Excerpts from a dataset:
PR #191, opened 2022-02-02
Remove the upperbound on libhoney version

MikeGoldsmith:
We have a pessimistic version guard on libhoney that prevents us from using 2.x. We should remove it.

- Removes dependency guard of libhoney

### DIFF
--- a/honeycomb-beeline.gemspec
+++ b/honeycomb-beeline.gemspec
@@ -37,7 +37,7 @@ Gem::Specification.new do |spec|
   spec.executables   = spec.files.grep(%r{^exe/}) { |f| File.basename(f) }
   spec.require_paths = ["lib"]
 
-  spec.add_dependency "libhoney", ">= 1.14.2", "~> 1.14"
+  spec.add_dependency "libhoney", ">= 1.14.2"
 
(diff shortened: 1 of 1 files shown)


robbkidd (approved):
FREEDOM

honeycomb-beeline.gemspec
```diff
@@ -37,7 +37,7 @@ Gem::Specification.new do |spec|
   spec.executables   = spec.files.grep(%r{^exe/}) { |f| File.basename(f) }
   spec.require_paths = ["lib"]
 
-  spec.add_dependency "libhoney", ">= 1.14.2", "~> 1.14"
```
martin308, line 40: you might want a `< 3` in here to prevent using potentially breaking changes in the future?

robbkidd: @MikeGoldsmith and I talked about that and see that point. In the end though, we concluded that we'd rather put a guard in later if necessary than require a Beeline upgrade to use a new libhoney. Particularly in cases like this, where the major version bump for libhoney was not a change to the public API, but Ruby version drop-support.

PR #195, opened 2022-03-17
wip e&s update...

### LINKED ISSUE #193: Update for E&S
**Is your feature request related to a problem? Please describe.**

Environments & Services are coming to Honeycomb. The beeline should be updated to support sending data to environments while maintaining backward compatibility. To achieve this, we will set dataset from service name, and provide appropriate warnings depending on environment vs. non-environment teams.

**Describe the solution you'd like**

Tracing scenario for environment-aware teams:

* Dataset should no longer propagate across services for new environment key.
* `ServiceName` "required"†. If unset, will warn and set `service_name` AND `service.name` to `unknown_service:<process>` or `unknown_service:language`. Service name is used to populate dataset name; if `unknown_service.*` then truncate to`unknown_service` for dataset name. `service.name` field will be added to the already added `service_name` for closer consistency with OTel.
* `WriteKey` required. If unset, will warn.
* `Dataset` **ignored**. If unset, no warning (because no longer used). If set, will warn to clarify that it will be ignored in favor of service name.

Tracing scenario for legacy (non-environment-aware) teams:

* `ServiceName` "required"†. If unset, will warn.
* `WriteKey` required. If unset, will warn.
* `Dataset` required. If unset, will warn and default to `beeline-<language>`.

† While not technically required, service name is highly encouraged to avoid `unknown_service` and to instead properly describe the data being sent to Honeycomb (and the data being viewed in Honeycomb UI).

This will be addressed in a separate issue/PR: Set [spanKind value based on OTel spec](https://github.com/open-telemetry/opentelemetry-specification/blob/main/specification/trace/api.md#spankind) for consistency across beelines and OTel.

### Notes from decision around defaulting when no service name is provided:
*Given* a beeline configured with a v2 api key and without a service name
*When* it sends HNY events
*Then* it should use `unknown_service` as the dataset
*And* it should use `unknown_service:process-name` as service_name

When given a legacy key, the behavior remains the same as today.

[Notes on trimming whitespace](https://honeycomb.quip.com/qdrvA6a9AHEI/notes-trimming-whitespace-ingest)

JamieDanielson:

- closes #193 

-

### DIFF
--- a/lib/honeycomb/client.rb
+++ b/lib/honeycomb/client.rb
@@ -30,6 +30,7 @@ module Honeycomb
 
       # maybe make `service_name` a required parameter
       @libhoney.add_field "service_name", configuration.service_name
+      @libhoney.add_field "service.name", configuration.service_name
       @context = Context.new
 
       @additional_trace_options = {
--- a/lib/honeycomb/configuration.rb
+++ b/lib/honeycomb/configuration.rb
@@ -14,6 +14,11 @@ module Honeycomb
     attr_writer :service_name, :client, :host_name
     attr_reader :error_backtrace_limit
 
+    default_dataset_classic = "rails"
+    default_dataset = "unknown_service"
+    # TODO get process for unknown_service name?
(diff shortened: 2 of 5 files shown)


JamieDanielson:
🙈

...

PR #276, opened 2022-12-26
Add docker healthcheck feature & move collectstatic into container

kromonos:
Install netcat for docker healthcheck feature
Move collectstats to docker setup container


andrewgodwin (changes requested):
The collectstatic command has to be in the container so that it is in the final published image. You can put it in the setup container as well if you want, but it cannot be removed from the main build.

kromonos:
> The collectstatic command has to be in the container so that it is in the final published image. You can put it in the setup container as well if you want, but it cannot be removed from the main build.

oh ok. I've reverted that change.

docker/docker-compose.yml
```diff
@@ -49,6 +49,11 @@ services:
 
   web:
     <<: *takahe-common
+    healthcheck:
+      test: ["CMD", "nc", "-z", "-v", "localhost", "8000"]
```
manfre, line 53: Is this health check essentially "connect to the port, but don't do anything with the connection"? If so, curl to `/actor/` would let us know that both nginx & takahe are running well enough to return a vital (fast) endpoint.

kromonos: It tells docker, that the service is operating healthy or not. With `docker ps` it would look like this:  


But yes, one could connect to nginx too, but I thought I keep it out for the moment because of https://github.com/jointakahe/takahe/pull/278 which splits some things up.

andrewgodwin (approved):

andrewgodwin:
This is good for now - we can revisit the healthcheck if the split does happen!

...

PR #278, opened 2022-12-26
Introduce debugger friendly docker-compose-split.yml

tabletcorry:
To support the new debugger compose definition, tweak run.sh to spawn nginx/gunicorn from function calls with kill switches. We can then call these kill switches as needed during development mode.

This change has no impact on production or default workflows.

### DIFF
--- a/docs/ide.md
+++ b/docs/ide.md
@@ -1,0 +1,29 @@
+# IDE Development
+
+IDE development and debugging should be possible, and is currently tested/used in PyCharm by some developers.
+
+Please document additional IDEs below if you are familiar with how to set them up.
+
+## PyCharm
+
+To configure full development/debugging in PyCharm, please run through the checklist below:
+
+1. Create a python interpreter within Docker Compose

**EXERCISE DETAILS**
Your answer should be the lines above, from the line containing "Tracing scenario for environment-aware" up to and including the line containing "new environment key.", reproduced exactly and with nothing else.

**TASK RESULT**
Tracing scenario for environment-aware teams:

* Dataset should no longer propagate across services for new environment key.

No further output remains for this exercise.